PR #65, opened 2020-03-03
Add Clade Label Functionality 

emmahodcroft:
This adds an `augur clade` rule which attaches clade labels for 3 clades - one clade including the 2 Italian sequences that link together, one clade that includes the other Italian sequence & the sequences from Brazil, Germany, Mexico, etc, and one clade with the 2 WA sequences.

Pictured here:
image

By default (modifications to the `auspice_config` files) the branch_labels are turned off, so you don't see anything. But they can be used for URL views!!

I have tried to make these things that seemed like they'd be fairly robust to re-builds. However they should be checked. If we are mainly using them in narrative view then we should link to a dated run, and so this shouldn't be a problem with the narrative.

You can easily check a run by using the menu to change "Branch labels" from "none" to "clades" and then you'll see where they are (or where they're missing). 

If this can be pushed today and the JSON files updated on Nextstrain, this will work with the narrative currently being prepared.


emmahodcroft:
Sorry about git history on this. I tried rebasing, so that's a fun thing I probably should never do again 😆

PR #87, opened 2020-03-08
added Chinese translation

fillorkill:


emmahodcroft:
@fillorkill Can you please change the merge branch back to `sit-rep_zh` so we can merge there and do a live test before merging to master? Thanks!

※ ※ ※

▸ **WORK REQUIRED**
For each line in the records that contains the word "with", make a copy.

▸ **RESPONSE TO THE TASK**
This adds an `augur clade` rule which attaches clade labels for 3 clades - one clade including the 2 Italian sequences that link together, one clade that includes the other Italian sequence & the sequences from Brazil, Germany, Mexico, etc, and one clade with the 2 WA sequences.
I have tried to make these things that seemed like they'd be fairly robust to re-builds. However they should be checked. If we are mainly using them in narrative view then we should link to a dated run, and so this shouldn't be a problem with the narrative.
If this can be pushed today and the JSON files updated on Nextstrain, this will work with the narrative currently being prepared.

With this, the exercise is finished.